Saved entries
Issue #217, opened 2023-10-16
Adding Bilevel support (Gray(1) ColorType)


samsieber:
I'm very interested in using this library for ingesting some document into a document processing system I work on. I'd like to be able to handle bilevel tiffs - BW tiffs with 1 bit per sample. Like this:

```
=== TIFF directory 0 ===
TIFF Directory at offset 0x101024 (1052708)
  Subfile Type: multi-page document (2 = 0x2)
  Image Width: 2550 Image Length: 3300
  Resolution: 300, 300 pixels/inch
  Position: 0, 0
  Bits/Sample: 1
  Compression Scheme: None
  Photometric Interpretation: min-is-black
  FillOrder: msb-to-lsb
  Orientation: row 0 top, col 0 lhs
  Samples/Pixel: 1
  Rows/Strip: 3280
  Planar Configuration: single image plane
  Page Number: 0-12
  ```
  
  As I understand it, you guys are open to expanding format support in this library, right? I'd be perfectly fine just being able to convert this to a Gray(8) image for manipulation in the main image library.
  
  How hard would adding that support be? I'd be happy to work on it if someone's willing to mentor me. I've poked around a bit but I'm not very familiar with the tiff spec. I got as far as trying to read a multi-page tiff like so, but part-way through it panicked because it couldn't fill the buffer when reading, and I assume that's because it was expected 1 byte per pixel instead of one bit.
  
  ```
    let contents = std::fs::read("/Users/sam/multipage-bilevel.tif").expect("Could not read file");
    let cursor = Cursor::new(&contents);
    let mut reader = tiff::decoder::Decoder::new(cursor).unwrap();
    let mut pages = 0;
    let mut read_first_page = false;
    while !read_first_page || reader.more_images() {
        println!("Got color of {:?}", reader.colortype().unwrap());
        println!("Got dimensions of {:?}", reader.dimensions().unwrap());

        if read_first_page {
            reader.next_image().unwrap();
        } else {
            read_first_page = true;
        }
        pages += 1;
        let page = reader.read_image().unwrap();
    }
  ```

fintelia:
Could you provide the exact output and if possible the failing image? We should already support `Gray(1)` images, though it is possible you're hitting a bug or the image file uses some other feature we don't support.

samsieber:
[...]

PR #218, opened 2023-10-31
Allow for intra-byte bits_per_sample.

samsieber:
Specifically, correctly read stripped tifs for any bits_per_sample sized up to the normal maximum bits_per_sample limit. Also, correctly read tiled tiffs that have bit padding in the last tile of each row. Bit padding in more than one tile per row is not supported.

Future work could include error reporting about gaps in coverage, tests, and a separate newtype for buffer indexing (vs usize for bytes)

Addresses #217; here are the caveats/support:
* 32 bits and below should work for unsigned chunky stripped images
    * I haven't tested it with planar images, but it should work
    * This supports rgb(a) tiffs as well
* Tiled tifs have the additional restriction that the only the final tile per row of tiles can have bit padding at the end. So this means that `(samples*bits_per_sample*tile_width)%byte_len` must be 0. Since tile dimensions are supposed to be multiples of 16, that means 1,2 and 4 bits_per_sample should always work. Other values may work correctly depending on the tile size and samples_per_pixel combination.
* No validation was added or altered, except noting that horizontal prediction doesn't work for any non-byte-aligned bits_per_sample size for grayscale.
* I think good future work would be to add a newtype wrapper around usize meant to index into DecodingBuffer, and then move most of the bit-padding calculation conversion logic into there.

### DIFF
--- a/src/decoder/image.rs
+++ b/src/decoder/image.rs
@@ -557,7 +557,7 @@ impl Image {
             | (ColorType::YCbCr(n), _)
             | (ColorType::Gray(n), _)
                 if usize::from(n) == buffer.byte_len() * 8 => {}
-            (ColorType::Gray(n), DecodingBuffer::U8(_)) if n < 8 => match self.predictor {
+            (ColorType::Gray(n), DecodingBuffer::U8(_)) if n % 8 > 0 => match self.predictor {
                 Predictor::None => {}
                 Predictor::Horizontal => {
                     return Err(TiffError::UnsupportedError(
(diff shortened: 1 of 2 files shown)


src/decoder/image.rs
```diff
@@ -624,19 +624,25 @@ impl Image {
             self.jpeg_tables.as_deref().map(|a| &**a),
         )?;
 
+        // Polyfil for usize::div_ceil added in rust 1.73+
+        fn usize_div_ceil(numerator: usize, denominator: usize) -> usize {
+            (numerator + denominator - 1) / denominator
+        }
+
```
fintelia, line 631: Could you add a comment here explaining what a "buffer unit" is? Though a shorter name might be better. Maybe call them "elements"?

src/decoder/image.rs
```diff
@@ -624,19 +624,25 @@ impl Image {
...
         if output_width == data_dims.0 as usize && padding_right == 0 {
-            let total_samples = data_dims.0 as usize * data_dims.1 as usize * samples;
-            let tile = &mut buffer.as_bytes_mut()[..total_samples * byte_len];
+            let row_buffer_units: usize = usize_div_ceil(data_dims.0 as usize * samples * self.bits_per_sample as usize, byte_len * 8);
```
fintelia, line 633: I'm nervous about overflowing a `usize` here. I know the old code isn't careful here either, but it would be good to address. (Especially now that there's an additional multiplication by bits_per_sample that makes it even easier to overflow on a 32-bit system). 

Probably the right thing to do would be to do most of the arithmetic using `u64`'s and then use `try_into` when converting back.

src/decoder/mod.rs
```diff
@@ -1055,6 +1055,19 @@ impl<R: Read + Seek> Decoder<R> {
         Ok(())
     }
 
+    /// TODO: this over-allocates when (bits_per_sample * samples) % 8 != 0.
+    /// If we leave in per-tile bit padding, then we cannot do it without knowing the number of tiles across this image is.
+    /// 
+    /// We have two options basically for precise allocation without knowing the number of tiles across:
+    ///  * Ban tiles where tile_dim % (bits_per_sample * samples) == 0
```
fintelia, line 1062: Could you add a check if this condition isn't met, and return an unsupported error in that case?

What you have to do
Set every record down word for word, omitting none.

Task output
Issue #217, opened 2023-10-16
Adding Bilevel support (Gray(1) ColorType)


samsieber:
I'm very interested in using this library for ingesting some document into a document processing system I work on. I'd like to be able to handle bilevel tiffs - BW tiffs with 1 bit per sample. Like this:

```
=== TIFF directory 0 ===
TIFF Directory at offset 0x101024 (1052708)
  Subfile Type: multi-page document (2 = 0x2)
  Image Width: 2550 Image Length: 3300
  Resolution: 300, 300 pixels/inch
  Position: 0, 0
  Bits/Sample: 1
  Compression Scheme: None
  Photometric Interpretation: min-is-black
  FillOrder: msb-to-lsb
  Orientation: row 0 top, col 0 lhs
  Samples/Pixel: 1
  Rows/Strip: 3280
  Planar Configuration: single image plane
  Page Number: 0-12
  ```
  
  As I understand it, you guys are open to expanding format support in this library, right? I'd be perfectly fine just being able to convert this to a Gray(8) image for manipulation in the main image library.
  
  How hard would adding that support be? I'd be happy to work on it if someone's willing to mentor me. I've poked around a bit but I'm not very familiar with the tiff spec. I got as far as trying to read a multi-page tiff like so, but part-way through it panicked because it couldn't fill the buffer when reading, and I assume that's because it was expected 1 byte per pixel instead of one bit.
  
  ```
    let contents = std::fs::read("/Users/sam/multipage-bilevel.tif").expect("Could not read file");
    let cursor = Cursor::new(&contents);
    let mut reader = tiff::decoder::Decoder::new(cursor).unwrap();
    let mut pages = 0;
    let mut read_first_page = false;
    while !read_first_page || reader.more_images() {
        println!("Got color of {:?}", reader.colortype().unwrap());
        println!("Got dimensions of {:?}", reader.dimensions().unwrap());

        if read_first_page {
            reader.next_image().unwrap();
        } else {
            read_first_page = true;
        }
        pages += 1;
        let page = reader.read_image().unwrap();
    }
  ```

fintelia:
Could you provide the exact output and if possible the failing image? We should already support `Gray(1)` images, though it is possible you're hitting a bug or the image file uses some other feature we don't support.

samsieber:
[...]

PR #218, opened 2023-10-31
Allow for intra-byte bits_per_sample.

samsieber:
Specifically, correctly read stripped tifs for any bits_per_sample sized up to the normal maximum bits_per_sample limit. Also, correctly read tiled tiffs that have bit padding in the last tile of each row. Bit padding in more than one tile per row is not supported.

Future work could include error reporting about gaps in coverage, tests, and a separate newtype for buffer indexing (vs usize for bytes)

Addresses #217; here are the caveats/support:
* 32 bits and below should work for unsigned chunky stripped images
    * I haven't tested it with planar images, but it should work
    * This supports rgb(a) tiffs as well
* Tiled tifs have the additional restriction that the only the final tile per row of tiles can have bit padding at the end. So this means that `(samples*bits_per_sample*tile_width)%byte_len` must be 0. Since tile dimensions are supposed to be multiples of 16, that means 1,2 and 4 bits_per_sample should always work. Other values may work correctly depending on the tile size and samples_per_pixel combination.
* No validation was added or altered, except noting that horizontal prediction doesn't work for any non-byte-aligned bits_per_sample size for grayscale.
* I think good future work would be to add a newtype wrapper around usize meant to index into DecodingBuffer, and then move most of the bit-padding calculation conversion logic into there.

### DIFF
--- a/src/decoder/image.rs
+++ b/src/decoder/image.rs
@@ -557,7 +557,7 @@ impl Image {
             | (ColorType::YCbCr(n), _)
             | (ColorType::Gray(n), _)
                 if usize::from(n) == buffer.byte_len() * 8 => {}
-            (ColorType::Gray(n), DecodingBuffer::U8(_)) if n < 8 => match self.predictor {
+            (ColorType::Gray(n), DecodingBuffer::U8(_)) if n % 8 > 0 => match self.predictor {
                 Predictor::None => {}
                 Predictor::Horizontal => {
                     return Err(TiffError::UnsupportedError(
(diff shortened: 1 of 2 files shown)


src/decoder/image.rs
```diff
@@ -624,19 +624,25 @@ impl Image {
             self.jpeg_tables.as_deref().map(|a| &**a),
         )?;
 
+        // Polyfil for usize::div_ceil added in rust 1.73+
+        fn usize_div_ceil(numerator: usize, denominator: usize) -> usize {
+            (numerator + denominator - 1) / denominator
+        }
+
```
fintelia, line 631: Could you add a comment here explaining what a "buffer unit" is? Though a shorter name might be better. Maybe call them "elements"?

src/decoder/image.rs
```diff
@@ -624,19 +624,25 @@ impl Image {
...
         if output_width == data_dims.0 as usize && padding_right == 0 {
-            let total_samples = data_dims.0 as usize * data_dims.1 as usize * samples;
-            let tile = &mut buffer.as_bytes_mut()[..total_samples * byte_len];
+            let row_buffer_units: usize = usize_div_ceil(data_dims.0 as usize * samples * self.bits_per_sample as usize, byte_len * 8);
```
fintelia, line 633: I'm nervous about overflowing a `usize` here. I know the old code isn't careful here either, but it would be good to address. (Especially now that there's an additional multiplication by bits_per_sample that makes it even easier to overflow on a 32-bit system). 

Probably the right thing to do would be to do most of the arithmetic using `u64`'s and then use `try_into` when converting back.

src/decoder/mod.rs
```diff
@@ -1055,6 +1055,19 @@ impl<R: Read + Seek> Decoder<R> {
         Ok(())
     }
 
+    /// TODO: this over-allocates when (bits_per_sample * samples) % 8 != 0.
+    /// If we leave in per-tile bit padding, then we cannot do it without knowing the number of tiles across this image is.
+    /// 
+    /// We have two options basically for precise allocation without knowing the number of tiles across:
+    ///  * Ban tiles where tile_dim % (bits_per_sample * samples) == 0
```
fintelia, line 1062: Could you add a check if this condition isn't met, and return an unsupported error in that case?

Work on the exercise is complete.